- _TASK TO COMPLETE_
Report the count of lines containing the word "axis" in these records, with no other text.

- _RECORDS SUPPLIED_
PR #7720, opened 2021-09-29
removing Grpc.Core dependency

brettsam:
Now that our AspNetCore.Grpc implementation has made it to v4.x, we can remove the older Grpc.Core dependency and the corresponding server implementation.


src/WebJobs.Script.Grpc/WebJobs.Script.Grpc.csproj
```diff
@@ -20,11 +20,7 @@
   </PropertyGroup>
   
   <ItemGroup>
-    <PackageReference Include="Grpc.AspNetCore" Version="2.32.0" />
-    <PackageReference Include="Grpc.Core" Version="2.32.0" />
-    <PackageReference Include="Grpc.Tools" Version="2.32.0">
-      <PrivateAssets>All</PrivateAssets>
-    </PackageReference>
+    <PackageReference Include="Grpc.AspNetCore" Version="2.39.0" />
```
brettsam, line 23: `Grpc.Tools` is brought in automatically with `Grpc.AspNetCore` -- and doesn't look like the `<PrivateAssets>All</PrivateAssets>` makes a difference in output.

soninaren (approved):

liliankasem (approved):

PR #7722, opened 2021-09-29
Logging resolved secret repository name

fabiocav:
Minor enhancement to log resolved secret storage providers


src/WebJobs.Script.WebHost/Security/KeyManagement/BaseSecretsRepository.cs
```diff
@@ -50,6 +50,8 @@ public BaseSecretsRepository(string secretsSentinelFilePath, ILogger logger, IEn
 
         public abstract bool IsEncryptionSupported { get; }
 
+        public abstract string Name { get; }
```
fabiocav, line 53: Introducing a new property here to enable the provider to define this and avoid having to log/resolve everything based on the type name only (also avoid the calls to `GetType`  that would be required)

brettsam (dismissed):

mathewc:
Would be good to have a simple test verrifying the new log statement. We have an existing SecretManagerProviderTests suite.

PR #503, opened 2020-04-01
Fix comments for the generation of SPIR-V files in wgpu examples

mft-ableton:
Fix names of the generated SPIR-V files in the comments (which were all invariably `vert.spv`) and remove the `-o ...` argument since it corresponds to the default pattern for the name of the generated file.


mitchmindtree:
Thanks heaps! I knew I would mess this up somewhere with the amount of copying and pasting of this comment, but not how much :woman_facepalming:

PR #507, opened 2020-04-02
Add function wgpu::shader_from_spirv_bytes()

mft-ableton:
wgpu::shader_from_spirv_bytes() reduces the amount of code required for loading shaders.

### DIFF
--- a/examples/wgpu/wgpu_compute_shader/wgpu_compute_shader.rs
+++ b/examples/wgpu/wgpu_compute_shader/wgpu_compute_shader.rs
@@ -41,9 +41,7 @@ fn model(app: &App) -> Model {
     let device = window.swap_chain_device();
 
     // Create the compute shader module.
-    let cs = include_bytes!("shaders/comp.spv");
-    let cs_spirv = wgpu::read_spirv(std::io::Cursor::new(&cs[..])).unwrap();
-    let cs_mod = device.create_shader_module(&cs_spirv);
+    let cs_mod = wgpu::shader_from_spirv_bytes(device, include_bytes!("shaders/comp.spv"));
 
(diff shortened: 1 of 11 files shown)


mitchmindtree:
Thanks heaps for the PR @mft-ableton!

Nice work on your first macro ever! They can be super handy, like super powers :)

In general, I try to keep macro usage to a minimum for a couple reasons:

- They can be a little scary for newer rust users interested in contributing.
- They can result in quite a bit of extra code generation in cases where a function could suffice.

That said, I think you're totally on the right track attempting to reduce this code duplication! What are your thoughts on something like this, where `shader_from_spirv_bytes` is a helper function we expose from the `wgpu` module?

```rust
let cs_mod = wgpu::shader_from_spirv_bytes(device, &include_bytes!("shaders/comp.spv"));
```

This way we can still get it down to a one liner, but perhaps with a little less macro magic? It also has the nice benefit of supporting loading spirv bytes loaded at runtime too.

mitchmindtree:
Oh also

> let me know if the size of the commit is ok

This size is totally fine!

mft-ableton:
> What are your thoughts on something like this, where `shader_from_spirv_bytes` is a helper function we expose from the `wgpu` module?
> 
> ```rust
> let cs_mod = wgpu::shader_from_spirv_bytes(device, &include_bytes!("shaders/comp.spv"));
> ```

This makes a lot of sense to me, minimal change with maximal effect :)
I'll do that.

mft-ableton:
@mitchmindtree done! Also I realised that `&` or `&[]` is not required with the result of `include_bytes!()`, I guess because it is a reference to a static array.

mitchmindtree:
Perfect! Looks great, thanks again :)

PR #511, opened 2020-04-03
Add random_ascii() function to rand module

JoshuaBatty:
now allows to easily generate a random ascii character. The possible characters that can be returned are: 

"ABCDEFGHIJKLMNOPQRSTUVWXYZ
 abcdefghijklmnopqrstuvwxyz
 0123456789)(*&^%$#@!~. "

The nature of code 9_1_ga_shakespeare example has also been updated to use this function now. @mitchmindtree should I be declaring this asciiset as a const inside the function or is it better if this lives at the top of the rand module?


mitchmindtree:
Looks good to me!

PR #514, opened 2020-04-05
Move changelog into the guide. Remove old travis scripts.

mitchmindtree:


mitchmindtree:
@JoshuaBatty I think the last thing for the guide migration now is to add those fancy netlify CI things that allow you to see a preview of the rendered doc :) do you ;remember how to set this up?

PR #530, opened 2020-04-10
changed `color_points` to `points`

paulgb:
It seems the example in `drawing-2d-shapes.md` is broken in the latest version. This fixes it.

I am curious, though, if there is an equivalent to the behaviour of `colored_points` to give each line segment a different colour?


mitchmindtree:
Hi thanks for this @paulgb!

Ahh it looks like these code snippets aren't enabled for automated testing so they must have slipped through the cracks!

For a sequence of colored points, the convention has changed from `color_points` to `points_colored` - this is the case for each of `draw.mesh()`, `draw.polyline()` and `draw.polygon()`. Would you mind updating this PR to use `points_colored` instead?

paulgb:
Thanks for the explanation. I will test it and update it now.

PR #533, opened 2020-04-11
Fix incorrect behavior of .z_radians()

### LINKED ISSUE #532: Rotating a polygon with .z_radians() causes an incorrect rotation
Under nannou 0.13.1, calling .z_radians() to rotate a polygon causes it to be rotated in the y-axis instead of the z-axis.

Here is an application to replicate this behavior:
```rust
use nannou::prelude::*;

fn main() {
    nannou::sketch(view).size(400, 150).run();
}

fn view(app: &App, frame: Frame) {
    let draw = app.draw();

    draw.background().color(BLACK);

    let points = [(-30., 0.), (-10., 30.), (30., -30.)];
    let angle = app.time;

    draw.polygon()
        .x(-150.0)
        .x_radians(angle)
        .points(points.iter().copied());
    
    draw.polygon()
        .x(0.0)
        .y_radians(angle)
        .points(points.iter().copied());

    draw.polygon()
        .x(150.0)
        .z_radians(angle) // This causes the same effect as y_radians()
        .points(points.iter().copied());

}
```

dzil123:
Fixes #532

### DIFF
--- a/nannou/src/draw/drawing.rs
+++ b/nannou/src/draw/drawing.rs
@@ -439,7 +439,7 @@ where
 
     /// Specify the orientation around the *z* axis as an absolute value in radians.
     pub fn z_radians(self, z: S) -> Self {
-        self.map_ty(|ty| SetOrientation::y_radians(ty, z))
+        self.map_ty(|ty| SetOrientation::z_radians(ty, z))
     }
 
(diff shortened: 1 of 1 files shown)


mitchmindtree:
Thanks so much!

- _ANSWER TO THE EXERCISE_
2